• **PROBLEM DESCRIPTION**
Would you copy all lines in the data that contain the word "const"?

BEGIN

Issue #469, opened 2022-08-16
Allow user to enter Partnership Individual Recount/Legal Proceedings Account JF Transfer Memo on Schedule A (Group A)


GreggMoreland:
Business Reason 
 

As a Committee Administrator, I will be able to enter a **”Partnership Individual Recount/Legal Proceedings Account JF Transfer Memo”** sub-transaction under a **”Partnership Receipt Recount/Legal Proceedings Account JF Transfer Memo”**  on Schedule A of a Form 3X report so that I can accurately report on my committee's transactions.

**NOTE:** This is a Tier 3 transaction that will be associated with a Tier 2 AND Tier 1 transaction.

 Acceptance Criteria 
 
**Given** I am a Committee Administrator editing an open Form 3X report
**And** I am editing a Partnership Receipt Recount/Legal Proceedings Account JF Transfer Memo on an open report  
**Then** I will have the option to enter the following sub-transaction: 

- Partnership Individual Recount/Legal Proceedings Account JF Transfer Memo

**And** I will be required to enter the following information (unless otherwise noted):

---

# Contact 
#
-	**CONTACT TYPE** (Read-only, includes LOOKUP)
-- Individual 
-	**LAST NAME** (Required)
-	**FIRST NAME** (Required)
-	**MIDDLE NAME** (Optional)
-	**PREFIX** (Optional)
-	**SUFFIX** (Optional)

# Address 
#
-	**STREET ADDRESS** (Required)
-	**APARTMENT, SUITE, ETC.** (Optional)
-	**CITY** (Required)
-	**STATE/PROVINCE** (Required)
-	**ZIP/POSTAL CODE** (Required)
-	**EMPLOYER** (Required if Aggregate > $200)
-	**OCCUPATION** (Required if Aggregate > $200)

# Receipt Information 
#
-	**DATE RECEIVED** (Required)
-	**MEMO ITEM** (Required, system checked and read-only)
-	**AMOUNT** (Required, can be negative)
-	**AGGREGATE** (Required) 
-- Amount Displayed will be the total of all contributions that are:
--- From the person (ENTITY) and within "National Party Recount Account" _(Dev/QA Note: Aggregation Group is "NATIONAL_PARTY_RECOUNT_ACCOUNT")_
--- _from_ January 1 of report year _to_ the Contribution Date* of the transaction. 
--- *If there are two transactions with the same Contribution Date for the contributor, use date/time stamp transaction was created.

# Additional information 
#
[...]

Issue #468, opened 2022-08-16
Allow user to enter Partnership Receipt Recount/Legal Proceedings Account JF Transfer Memo on Schedule A (Group D)


GreggMoreland:
Business Reason 
 

As a Committee Administrator, I will be able to enter a **”Partnership Receipt Recount/Legal Proceedings Account JF Transfer Memo”** sub-transaction under a **”Joint Fundraising Transfer - National Party Recount/Legal Proceedings Account”**  on Schedule A of a Form 3X report so that I can accurately report on my committee's transactions.

**NOTE:** This is a Tier 2 transaction that will be associated with a Tier 1 transaction.

 Acceptance Criteria 
 
**Given** I am a Committee Administrator editing an open Form 3X report
**And** I am editing a Joint Fundraising Transfer - National Party Recount/Legal Proceedings Account on an open report  
**Then** I will have the option to enter the following sub-transaction: 
- Partnership Receipt Recount/Legal Proceedings Account JF Transfer Memo

**And** I will be required to enter the following information (unless otherwise noted):

---

# Contact 
#
-	**CONTACT TYPE** (Read-only, includes LOOKUP)
-- Organization 
-	**ORGANIZATION NAME** (Required)

# Address 
#
-	**STREET ADDRESS** (Required)
-	**APARTMENT, SUITE, ETC.** (Optional)
-	**CITY** (Required)
-	**STATE/PROVINCE** (Required)
-	**ZIP/POSTAL CODE** (Required)

# Receipt Information 
#
-	**DATE RECEIVED** (Required)
-	**MEMO ITEM** (Required, system checked and read-only)
-	**AMOUNT** (Required, can be negative)
-	**AGGREGATE** (Required)
-- Amount Displayed will be the total of all contributions that are:
--- From the person (ENTITY) and within "National Party Recount Account" _(Dev/QA Note: Aggregation Group is "NATIONAL_PARTY_RECOUNT_ACCOUNT")_
--- _from_ January 1 of report year _to_ the Contribution Date* of the transaction. 
--- *If there are two transactions with the same Contribution Date for the contributor, use date/time stamp transaction was created.

# Additional information 
#
-	**PURPOSE OF RECEIPT** (Read-only, system generated)
-- If transaction has no associated Partnership memos, reads "Recount/Legal Proceedings Account JF Memo: XX (Partnership attributions do not require itemization)". 
[...]

PR #1046, opened 2023-05-04
Feature/468,469 partnership receipt memos

mjtravers:
#468 
#469


front-end/src/app/shared/models/transaction-types/PARTNERSHIP_NATIONAL_PARTY_RECOUNT_JF_TRANSFER_MEMO.model.ts
```diff
@@ -0,0 +1,50 @@
...
+  override generatePurposeDescription(transaction: SchATransaction): string {
+    let committeeClause = `Recount/Legal Proceedings Account JF Memo: ${
+      (transaction.parent_transaction as SchATransaction).contributor_organization_name
+    }`;
+    const hasChildren = transaction.children && transaction.children.length > 0;
+    const parenthetical = hasChildren
+      ? ' (See Partnership Attribution(s) below)'
+      : ' (Partnership attributions do not require itemization)';
+    if ((committeeClause + parenthetical).length > 100) {
+      committeeClause = committeeClause.slice(0, 97 - parenthetical.length) + '...';
```
dheitzer, line 44: Looks like you'll run into the same issue I ran into on 504 here where the CPD won't validate:  

Recount/Legal Proceedings Account JF Memo:  (Partnership attributions do not require itemization)

is already 97 chars so adding ... will cause this slice to remove the ':' thus invalidating the pattern.  

The solution I recommend (that I made on 504) was to add this special case:

```
const base = 'Recount/Legal Proceedings Account JF Memo: ';
if (hasChildren) {
  return base + ' (Partnership attributions do not require itemization)'
}
```

@AureliaKhorsand said this is acceptable until we increase the CPD field length.

dheitzer (changes requested):
just one find

front-end/src/app/shared/models/transaction-types/PARTNERSHIP_NATIONAL_PARTY_RECOUNT_JF_TRANSFER_MEMO.model.ts
mjtravers: @dheitzer I am not running into this problem and am able to save transactions without triggering the validation error. Looks like that description plus the "..." is coming in at exactly 100 characters. Are you hitting this validation issue in your testing of the ticket?

dheitzer (approved):

Issue #930, opened 2023-03-20
UI: Update Account Info Page Look and feel


MitchellTCG:
***Task:*** Update "Account Info" page to look like the rest of the application.

Acceptance Criteria:

1\. The style of Account Info page should match the style of the Transaction entry pages.

  2\. The fields on the Account Info page area read-only.

  2\. There is a message indicating to the user "You can only view your committee's information on this page". 

  4\. Text in read only boxes should be Karla Bold at 14px

QA notes

*   No functionality of the page is changing, this is just the layout/visual of how the screen should appear.

Here is an updated wireframe for that page:

![60 - Updated Accouint Info.png]([https://images.zenhubusercontent.com/619e83beec2d9fadb74ad6d1/e2a7cdea-40d4-401e-a2d4-1c72dd82c200](https://images.zenhubusercontent.com/619e83beec2d9fadb74ad6d1/e2a7cdea-40d4-401e-a2d4-1c72dd82c200))

### QA Notes ###
null

### DEV Notes ###
null

### Design ###
null

 See full ticket and images here: [FECFILE-842](https://fecgov.atlassian.net/browse/FECFILE-842)

MitchellTCG:
@JonellaCulmer @mary-tcg @AureliaKhorsand 

Please review

MitchellTCG:
@AureliaKhorsand 
Please review and place into ADTR if you feel it is ready for pointing.

Elaine-Krauss-TCG:
Everything has been switched over to field, and the fields auto-populate as expected.  The fields need to be disabled and the details of styling need an overhaul, but the lion's share of the ticket is done.

![image.png](https://images.zenhubusercontent.com/626ab5e81394ace64f8ed65d/02799547-e528-47f8-802f-6df47a64fa10)

mjtravers:
In CR, the TELEPHONE field is editable. Sending back to In Progress for a fix.

Also, the AccountInfoComponent has been extended with the DestroyerComponent so a pull will be needed to get the updates before working on the readonly telephone form input.

mjtravers:
There was a mix up in the branch I CR'ed. No code changes were needed when sent back to In Progress. Passes CR. Sending to QA.

WiseQA:
QA review Account information is title case needs changed to sentence case match the style of the Transaction entry pages.

Displaying as:

[...]

PR #1081, opened 2023-05-16
Feature/830 Transaction read-only screens

toddlees:
#930


mjtravers (approved):
Nice, you removed the "edit" text from the URLs, too. Passes CR.

PR #1097, opened 2023-05-17
Feature/1061 Memo Text Validation Fix

### LINKED ISSUE #1061: Note or Memo Text (Optional) field not recognizing characters not allowed
During testing when entering a non allowed character in NOTE OR MEMO TEXT (OPTIONAL) field for both Receipts and Disbursement the field does not display the error message "This field contains characters that are not allowed." Upon saving populates error message (tested on both STAGE and DEV environments).

Receipt:

)

Disbursement:

)

Error message when selecting "Save"

)

Per review with @MitchellTCG @mjtravers fix characters not allowed in NOTE OR MEMO TEXT (OPTIONAL) field for both receipts and disbursements. 2 point bug fix.

***DEV NOTES***

  This bug is related to the mapping of the NOTE OR MEMO TEXT field to the MemoText object which has a separate validation schema from the transaction type schemas used to validate all the other form fields on the transaction input page.

### QA Notes ###
null

### DEV Notes ###
null

### Design ###
null

 See full ticket and images here: [FECFILE-778](https://fecgov.atlassian.net/browse/FECFILE-778)

Elaine-Krauss-TCG:
#1061 

`memo_text_input` fields now validate against the Text.json schema file, and this required changing the form control name to `text4000` to avoid some really awkward workarounds.


toddlees (approved):

front-end/src/app/shared/components/inputs/additional-info-input/additional-info-input.component.ts
```diff
@@ -19,6 +21,8 @@ export class AdditionalInfoInputComponent extends BaseInputComponent implements
     //Add 'implements OnInit' to the class.
 
     this.patchPurposeDescriptionPrefix();
+
+    ValidateUtils.addJsonSchemaValidators(this.form, memoTextSchema, false);
```
toddlees: I noticed that the memo text spec has 
`
            "type": [
                "string",
                "null"
            ],`
  for all of its fields, meaning though they're in the required fields list, we allow null (meaning, it's effectively not required).  If we fix that in the schema, this might stop working because the form will be missing the other fields from the schema.  Not an immediate issue, but we'll want to keep an eye on it

toddlees: nm we are good to go here.  first off, other fields in the text spec are limited to 'string' already.  second it's already been set up on the front end to ignore errors from fields that aren't on the form.  So a field like `rec_type` in the text spec would never impact the transaction form because it's not part of the form.

toddlees (approved):

PR #1113, opened 2023-05-22
feature/1106 just checking box showing when typing date

dheitzer:
date is null until full string is types (ie '05/22/2023') but still is sent to the Observable.  Need to add null check on date to updateMemoItemWithDate so that this method doesn't trigger the dialog before they have finished typing.

### DIFF
--- a/front-end/src/app/shared/components/inputs/amount-input/amount-input.component.ts
+++ b/front-end/src/app/shared/components/inputs/amount-input/amount-input.component.ts
@@ -74,8 +74,8 @@ export class AmountInputComponent extends BaseInputComponent implements OnInit, 
   }
 
   updateMemoItemWithDate(date: Date) {
-    if (date && this.report?.coverage_from_date && this.report?.coverage_through_date) {
-      if (date < this.report.coverage_from_date || date > this.report.coverage_through_date) {
+    if (this.report?.coverage_from_date && this.report?.coverage_through_date) {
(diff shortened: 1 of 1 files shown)


Elaine-Krauss-TCG (approved):

toddlees (approved):

front-end/src/app/shared/components/inputs/amount-input/amount-input.component.ts
```diff
@@ -74,7 +74,7 @@ export class AmountInputComponent extends BaseInputComponent implements OnInit,
   }
 
   updateMemoItemWithDate(date: Date) {
-    if (this.report?.coverage_from_date && this.report?.coverage_through_date) {
+    if (date && this.report?.coverage_from_date && this.report?.coverage_through_date) {
```
toddlees: By adding this, the else below  doesn't get hit .  If we set a date outside and then erase it, this.dateIsOutsideReport stays true. So clicking on the memo box throws the alert

image

toddlees (changes requested):

toddlees (approved):

front-end/src/app/shared/components/inputs/amount-input/amount-input.component.ts
dheitzer: Added suggested patch by @toddlees

PR #1116, opened 2023-05-22
Feature/937

toddlees:


front-end/src/app/reports/styles.scss
```diff
@@ -54,6 +54,11 @@ td.justify-left {
   text-align: left;
 }
 
+.cell-with-overlay {
+  display: flex;
+  justify-content: space-between;
```
dheitzer, line 59: Cool - I've not seen this usage of justify-content before

dheitzer (changes requested):
Looks nice.  Only concern - the tooltip overlays don't seen to be accessible via the keyboard.  I'm wondering if these need to be? Maybe a requirements question.

dheitzer (approved):

Issue #739, opened 2022-11-16
Allow system to create In-kind Out on Schedule B (Group A)


GreggMoreland:
Business Reason

As a Committee Administrator, I will be able to view an ***In-kind Out*** transaction on Schedule B of a Form 3x report when an ***In-kind Receipt*** Transaction on Schedule A of a Form 3x report is saved, so that I can accurately report on my committee's transactions.

Acceptance Criteria

***Given*** I am a Committee Administrator editing an open Form 3X report

 ***If*** an ***"In-kind Receipt"*** (Schedule A) transaction is saved

 ***Then*** an ***In-kind Out*** (Schedule B) transaction will be created with the following information as read-only unless otherwise indicated (users can edit through the transaction on Schedule A):

—

Contact

 #

*   ***CONTACT TYPE***

      -Individual Only

*   ***LAST NAME*** (Required, auto-generated from associated IN_KIND_RECEIPT)
*   ***FIRST NAME*** (Required, auto-generated from associated IN_KIND_RECEIPT)
*   ***MIDDLE NAME*** (Optional, auto-generated from associated IN_KIND_RECEIPT)
*   ***PREFIX*** (Optional, auto-generated from associated IN_KIND_RECEIPT)
*   ***SUFFIX*** (Optional, auto-generated from associated IN_KIND_RECEIPT)

1.  Address

      #

*   ***STREET ADDRESS*** (Required, auto-generated from associated IN_KIND_RECEIPT)
*   ***APARTMENT, SUITE, ETC.*** (Optional, auto-generated from associated IN_KIND_RECEIPT)
*   ***CITY*** (Required, auto-generated from associated IN_KIND_RECEIPT)
*   ***STATE/PROVINCE*** (Required, auto-generated from associated IN_KIND_RECEIPT)
*   ***ZIP/POSTAL CODE*** (Required, auto-generated from associated IN_KIND_RECEIPT)

1.  Expenditure Information

      #

*   ***DATE*** (Required, auto-generated from associated IN_KIND_RECEIPT)
*   ***MEMO ITEM*** (auto-generated from associated IN_KIND_RECEIPT)
*   ***AMOUNT*** (Required, auto-generated from associated IN_KIND_RECEIPT)
*   AGGREGATE (Required)
      *   Amount Displayed will be the total of contributions that are:
            *   From the person (ENTITY)
    *   within Aggregation Group of "GENERAL_DISBURSEMENT"
[...]

Issue #642, opened 2022-10-25
Allow user to enter In-kind Receipt on Schedule A (Group A)


GreggMoreland:
Business Reason 
 

As a Committee Administrator, I will be able to enter a **”In-kind Receipt”** transaction on Schedule A of a Form 3X report so that I can accurately report on my committee's transactions.

 Acceptance Criteria 
 

**Given** I am a Committee Administrator editing an open Form 3X report
**Then** Add a receipt
**Then** Click(open) on the "Contributions from Individuals/Persons" Accordion link  
**Then** I can enter a transaction with the type "In-kind Receipt"
**Then** I will be required to enter the following information (unless otherwise noted):

---

# Contact 
#
-	CONTACT TYPE (required, read-only)
-- Individual only
-	LAST NAME (Required)
-	FIRST NAME (Required)
-	MIDDLE NAME (Optional)
-	PREFIX (Optional)
-	SUFFIX (Optional)

# Address 
#
-	STREET ADDRESS (Required)
-	APARTMENT, SUITE, ETC. (Optional)
-	CITY (Required)
-	STATE/PROVINCE (Required)
-	ZIP/POSTAL CODE (Required)
-	EMPLOYER (Required if Aggregate > $200)
-	OCCUPATION (Required if Aggregate > $200)

# Receipt Information 
#
-	DATE RECEIVED (Required)
-	MEMO ITEM (Optional, will be required if CONTRIBUTION DATE falls outside of report dates)
-	AMOUNT (Required, can be negative)
-	AGGREGATE (Required)
-- Amount Displayed will be the total of contributions that are:
--- From the person (ENTITY) 
-- within Aggregation Group of "GENERAL"
--- _from_ January 1 of report year _to_ the Contribution Date* of the transaction. 
--- *If there are two transactions with the same Contribution Date for the contributor, use date/time stamp transaction was created.

# Additional information 
#
-	PURPOSE OF RECEIPT (Required, system generated and user updated)
-- Text should read: In Kind: XX
-- And 'XX' is user entered and concatenated with 'In Kind:' within the CPD
**NOTE: System will automatically prefix the entered text with 'In Kind: '**
-	NOTE OR MEMO TEXT (A/N-100, Optional)

---
**Then** I will be able to:

- Cancel
- Edit
- Save both transactions (When this is Saved, an 'In-kind Out' transaction is created on Schedule B as defined in [#739])

**And if** the Aggregate amount is >= $200.01, 
[...]

PR #1127, opened 2023-06-05
Feature/642,739 Create in-kind receipt and In-kind out transactions

mjtravers:
#642 
#739


front-end/src/app/shared/models/transaction-groups/transaction-group-aa.model.ts
```diff
@@ -103,7 +103,7 @@ export class TransactionGroupAA extends DoubleTransactionGroup {
 
   getAutoGeneratedChildFields(childTemplateMap: TransactionTemplateMapType): string[] {
     return this.getChildFormProperties(childTemplateMap).filter(
-      (field) => ![childTemplateMap.text4000].includes(field)
+      (field) => ![childTemplateMap.text4000, childTemplateMap.category_code].includes(field)
```
toddlees, line 112: Did you mean to add memo_code rather than category_code?

toddlees (changes requested):

front-end/src/app/shared/models/transaction-groups/transaction-group-aa.model.ts
mjtravers: I added category code here so that it was not set read-only in the form. This field is not pulling values from the parent schedule A but should allow the user to select a category code for the schedule B transaction.

toddlees: image

~~I think the user is allowed to edit that part.  The schema shows it as variable, like the memo~~

toddlees: ~~If it's not editable, should it be in the interface/schema at all?  it will never be populated~~

toddlees: I just figured out what i'm saying and what you did after testing it locally 🤦

toddlees (approved):

Elaine-Krauss-TCG (approved):

Issue #1111, opened 2023-05-19
Create Angular model for Schedule C2


mjtravers:
Following the same pattern as was created for the Schedule A and Schedule B, create a Schedule C2 class to manage the data for a Schedule C2 record.

DEV Tasks:

*   [x] Create a SchC2Transaction class that extends the Transaction class
*   [x] Create a ScheduleC2TransactionGroups enum containing groupings for the "Add transacation" expand/collapse page
*   [x] Create a ScheduleC2TransactionsGroupsType type
*   [x] Create a ScheduleC2TransactionTypes enum containing the transaction unique identifiers
*   [x] Create a ScheduleC2TransactionTypeLabels LabelList containing the UI title for each transaction type
*   [x] Update the ScheduleTransaction, TransactionTypes, and TransactionGroupTypes type definitions in the transactions.model.ts file

### QA Notes ###

There will be a unit test that can be reviewed verifying the correctness of the Schedule C2 model code. A screenshot can be provided.

### DEV Notes ###
null

### Design ###
null

 See full ticket and images here: [FECFILE-756](https://fecgov.atlassian.net/browse/FECFILE-756)

mjtravers:
Passes CR. Sending to QA.

mjtravers:
Unit test results for QA: https://app.circleci.com/pipelines/github/fecgov/fecfile-web-app/2994/workflows/76523d30-baf1-4b44-a13e-0642521f4339/jobs/11170

WiseQA:
QA review consisted of visual inspection of code passing as denoted in app.circleci per DEV.

![image.png](https://images.zenhubusercontent.com/61ba01e428a658b4eb0ca758/92c764e2-83b9-44b0-b5da-f9b3597daa0b)

QA Review Completed. Moved to Stage Ready,

Issue #1110, opened 2023-05-19
Create Angular model for Schedule C1


mjtravers:
Following the same pattern as was created for the Schedule A and Schedule B, create a Schedule C1 class to manage the data for a Schedule C1 record.

DEV Tasks:

*   [x] Create a SchC1Transaction class that extends the Transaction class
*   [x] Create a ScheduleC1TransactionGroups enum containing groupings for the "Add transacation" expand/collapse page
*   [x] Create a ScheduleC1TransactionsGroupsType type
*   [x] Create a ScheduleC1TransactionTypes enum containing the transaction unique identifiers
*   [x] Create a ScheduleC1TransactionTypeLabels LabelList containing the UI title for each transaction type
*   [x] Update the ScheduleTransaction, TransactionTypes, and TransactionGroupTypes type definitions in the transactions.model.ts file

### QA Notes ###

There will be a unit test that can be reviewed verifying the correctness of the Schedule C1 model code. A screenshot can be provided.

### DEV Notes ###
null

### Design ###
null

 See full ticket and images here: [FECFILE-757](https://fecgov.atlassian.net/browse/FECFILE-757)

mjtravers:
Passes CR. Sending to QA.

mjtravers:
Unit test results for QA: https://app.circleci.com/pipelines/github/fecgov/fecfile-web-app/2994/workflows/76523d30-baf1-4b44-a13e-0642521f4339/jobs/11170

WiseQA:
QA review consisted of visual inspection of code passing as denoted in app.circleci per DEV.

![image.png](https://images.zenhubusercontent.com/61ba01e428a658b4eb0ca758/83a2757e-e26c-4d29-ac88-daa6d62a4983)

QA Review Completed. Moved to Stage Ready,

PR #1130, opened 2023-06-06
Feature/1110-1111 Schedules C1 and C2

Elaine-Krauss-TCG:
#1110
#1111


front-end/src/app/shared/models/schc1-transaction-type.model.ts
```diff
@@ -0,0 +1,35 @@
...
+    memo_code: 'memo_code',
+    amount: 'loan_amount',
+    amountInputHeader: 'Loan Information',
+    aggregate: '',
+    purpose_description: '',
+    purposeDescripLabel: '',
+    text4000: 'text4000',
+    category_code: '',
+    election_code: 'election_code',
+    election_other_description: 'election_other_description',
```
mjtravers: I think election_code and election_other_description can be empty ''. I don't see those fields in the schedule C1 spec

maybe the same for memo_code and text400... we can add them back if they turn up on the input form. I'd rather remove them and have to add them later as if we leave them we might forget

front-end/src/app/shared/models/schc1-transaction.model.ts
```diff
@@ -0,0 +1,94 @@
...
+  authorized_title: string | undefined;
+  @Transform(BaseModel.dateTransform) authorized_date_signed: Date | undefined;
+
+  entity_type: string | undefined;
+  receipt_line_number: string | undefined;
+  election_code: string | undefined;
+  election_other_description: string | undefined;
+  memo_code: boolean | undefined;
+  memo_text_description: string | undefined;
+  aggregation_group: AggregationGroups | undefined;
```
mjtravers, line 54: Where are the above fields (entity_type - aggregation_group) coming from?

front-end/src/app/shared/models/schc2-transaction.model.ts
```diff
@@ -0,0 +1,62 @@
...
+  guarantor_occupation: string | undefined;
+  guaranteed_amount: number | undefined;
+
+  entity_type: string | undefined;
+  receipt_line_number: string | undefined;
+  election_code: string | undefined;
+  election_other_description: string | undefined;
+  memo_code: boolean | undefined;
+  memo_text_description: string | undefined;
+  aggregation_group: AggregationGroups | undefined;
```
mjtravers, line 22: Same question as C1 above about adding these fields.

front-end/src/app/shared/models/schc2-transaction-type.model.ts
```diff
@@ -0,0 +1,35 @@
...
+    memo_code: 'memo_code',
+    amount: 'guaranteed_amount',
+    amountInputHeader: 'Loan Information',
+    aggregate: '',
+    purpose_description: '',
+    purposeDescripLabel: '',
+    text4000: 'text4000',
+    category_code: '',
+    election_code: 'election_code',
+    election_other_description: 'election_other_description',
```
mjtravers: Same comment as C1 above about defining values for fields not in the spec

mjtravers (commented):
@Elaine-Krauss-TCG Have some questions about fields not in the schedule c1 or c2 spec but added to the models. Will check in with you to discuss

front-end/src/app/shared/models/schc1-transaction-type.model.ts
Elaine-Krauss-TCG: I election_code, election_other_description, and memo_code to empty.

I kept text4000, as I *expect* that that's necessary.

front-end/src/app/shared/models/schc2-transaction-type.model.ts
Elaine-Krauss-TCG: Same response as C1 type model.

mjtravers (approved):

PR #1139, opened 2023-06-09
Patch for out of stale contact data being submitted

mjtravers:


front-end/src/app/shared/components/transaction-type-base/transaction-contact.utils.ts
```diff
@@ -145,4 +145,38 @@ export class TransactionContactUtils {
       }
     }
   }
+
+  static updateContactFromForm(form: FormGroup, transaction: Transaction) {
```
toddlees: it seems like this is fulfilling the same purpose as setTransactionContactFormChanges().  Are we doubling up our code?

toddlees (changes requested):

front-end/src/app/shared/components/transaction-type-base/transaction-contact.utils.ts
mjtravers: yes, the old function did the trick. am removing the new one

toddlees (approved):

END

• **WRITTEN SOLUTION**
+    const hasChildren = transaction.children && transaction.children.length > 0;
+    const parenthetical = hasChildren
const base = 'Recount/Legal Proceedings Account JF Memo: ';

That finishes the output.